Mushrooms look like peaceful things, minding their own business as they soak up valuable nutrients from the soil around them. However, a rare few kinds of mushrooms are secret killers, lacerating, poisoning, or even strangling hidden prey as they innocently stand around. Now researchers have determined that one of these silent assassins gets the job done with nanoscopic "cookie cutters."

That's at least according to a study recently published in the journal PLOS Biology, which details how the Pleurotus ostreatus fungus attacks its prey with a toxin made up of specialized killer proteins called pleurotolusin.

P. ostreatus, commonly called the oyster mushroom, is a relatively beautiful and frilly white mushroom that is both common around the world and edible for humans.
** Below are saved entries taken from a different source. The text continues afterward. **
PR #6818, opened 2025-07-01
feat: exposed invoice accounting endpoint to facilitate refund on btcpayserver app project

IzyPro:
feat: exposed invoice accounting endpoint to facilitate refund on btcpayserver app project

Linked to: https://github.com/btcpayserver/app/pull/228


NicolasDorier:
Concept ACK.

However three small points:

* You need to add documentation it in the swagger files
* I don't like the endpoint name. It isn't really accounting. What about `~/api/v1/stores/{storeId}/invoices/{invoiceId}/refund/{paymentMethodId}` this would better match with the UI and the intention.
* Add more assertions to your test

@pavlenex @dstrukt  I am wondering if we should go ahead with this (to keep the UX the same as Core), or if we should first rethink the refund flow even on Core.

I feel like the refund process is asking too many steps to the merchant.
Wouldn't it be better to configure in the store settings the `Refund method` and not ask questions for refunds (aside from the ability to override with "Custom")

Or allowing to select the Default Refund Method, with ability to override it in the dialog?

pavlenex:
@NicolasDorier I would go with it to ensure feature parity, and then we can log it as a separate issue and re-think it. We could have refund policy, but bear in mind that you'd still need to offer all these steps in case merchant hasn't set up such policy. If you want we could log a separate issue and discuss there which specific things you want improved, but for not it's far more important to have any sort of refund capability in the app, as we saw user-feedback where merchants had to refund from their own wallets, which caused problems with reporting and settlement between owner and cashier who refunded.

dstrukt:
Tend to agree with @pavlenex. Feature parity at this moment seems to make the most sense so users at least have something, but the refund flow definitely could use some attention, and I do like your line of thinking @NicolasDorier!

We should create a basic ticket @pavlenex to scope out a V2 / optimization.

IzyPro:
> Concept ACK.
> 
> However three small points:
> 
> * You need to add documentation it in the swagger files
> * I don't like the endpoint name. It isn't really accounting. What about `~/api/v1/stores/{storeId}/invoices/{invoiceId}/refund/{paymentMethodId}` this would better match with the UI and the intention.
> * Add more assertions to your test
> 
> @pavlenex @dstrukt I am wondering if we should go ahead with this (to keep the UX the same as Core), or if we should first rethink the refund flow even on Core.
> 
> I feel like the refund process is asking too many steps to the merchant. Wouldn't it be better to configure in the store settings the `Refund method` and not ask questions for refunds (aside from the ability to override with "Custom")
> 
> Or allowing to select the Default Refund Method, with ability to override it in the dialog?

@NicolasDorier this is updated now

BTCPayServer.Client/Models/InvoiceRefundTriggerData.cs
```diff
@@ -0,0 +1,15 @@
...
+{
+    public class InvoiceRefundTriggerData
+    {
+        public decimal CryptoAmountNow { get; set; } = 0m;
+        public string CurrentRateText { get; set; }
+        public decimal CryptoAmountThen { get; set; } = 0m;
+        public decimal FiatAmount { get; set; } = 0m;
+        public decimal? OverpaidAmount { get; set; } = null;
+        public string InvoiceCurrency { get; set; } = string.Empty;
+        public string CryptoCode { get; set; } = string.Empty;
```
NicolasDorier:
```suggestion
        public string PaymentCurrency { get; set; } = string.Empty;
```

BTCPayServer.Client/Models/InvoiceRefundTriggerData.cs
```diff
@@ -0,0 +1,15 @@
+namespace BTCPayServer.Client.Models
+{
+    public class InvoiceRefundTriggerData
+    {
+        public decimal CryptoAmountNow { get; set; } = 0m;
```
NicolasDorier:
```suggestion
        public decimal PaymentAmountNow { get; set; } = 0m;
```

BTCPayServer.Client/Models/InvoiceRefundTriggerData.cs
```diff
@@ -0,0 +1,15 @@
...
+        public string CurrentRateText { get; set; }
+        public decimal CryptoAmountThen { get; set; } = 0m;
```
NicolasDorier:
```suggestion
        public decimal PaymentAmountThen { get; set; } = 0m;
```

BTCPayServer.Client/Models/InvoiceRefundTriggerData.cs
```diff
@@ -0,0 +1,15 @@
...
+        public decimal FiatAmount { get; set; } = 0m;
```
NicolasDorier:
```suggestion
        public decimal InvoiceAmount { get; set; } = 0m;
```

BTCPayServer.Client/Models/InvoiceRefundTriggerData.cs
```diff
@@ -0,0 +1,15 @@
...
+        public decimal? OverpaidAmount { get; set; } = null;
```
NicolasDorier:
```suggestion
        public decimal? OverpaidPaymentAmount { get; set; } = null;
```

BTCPayServer.Client/Models/InvoiceRefundTriggerData.cs
```diff
@@ -0,0 +1,15 @@
...
+        public string InvoiceCurrency { get; set; } = string.Empty;
+        public string CryptoCode { get; set; } = string.Empty;
+        public int CryptoDivisibility { get; set; }
```
NicolasDorier:
```suggestion
        public int PaymentCurrencyDivisibility { get; set; }
```

BTCPayServer.Client/Models/InvoiceRefundTriggerData.cs
```diff
@@ -0,0 +1,15 @@
...
+        public int InvoiceDivisibility { get; set; }
```
NicolasDorier:
```suggestion
        public int InvoiceCurrencyDivisibility { get; set; }
```

NicolasDorier (changes requested):
Thanks the PR is good to me. Maybe I'll do a follow up PR to try to remove the duplicated code with the UI later.

I know you tried to use the same terminology as the Refund UI, however, it is an old terminology that is very confusing.

Can you the properties and the doc as suggested?

IzyPro:
Updated @NicolasDorier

It's then no small wonder that it also happens to be one of the very few (about 0.5 percent of all) mushroom species that attack non-plant life like worms and bacteria for nutrients.

Its weapon of choice, pleurotolusin, seems to be just one of the crowd at first. A protein that's water-soluble, it normally aimlessly floats around in the nanoscopic world. However, this all changes when the protein runs into a cell membrane. Individual molecules of these proteins can group up when encountering an obstacle, combining in a ring of 13 to form what is best described as a cookie cutter.

And that unlucky 13 spells trouble for the encountered cell. Each molecule in the rings, normally tightly wound, begins to unfurl and physically push their way through the cell membrane to get inside. If the damage caused - an 8 nanometer-wide hole - isn't enough to kill the cell, the resulting infections from other molecules that would never otherwise find their way in, surely will.

You can watch a stunning motion graphic of the process here.                                                  

The resulting cell deaths can eventually kill an entire small organism, leaving it to decay around P. ostreatus, which can then soak up its nutrients.

For the most recent study, researchers slowed this entire "cookie cutter" process, recording each step in extreme detail.

They note in their work that understanding such processes is important because another version of pleurotolusin - perforin - is produced by components of the human immune system to battle infection. Knowing how to halt the process could eventually help experts prevent harmful autoimmune conditions in which the body mistakenly attacks itself.

Still, experts admit that they are a long way from understanding the process entirely, especially in creatures other than fungi.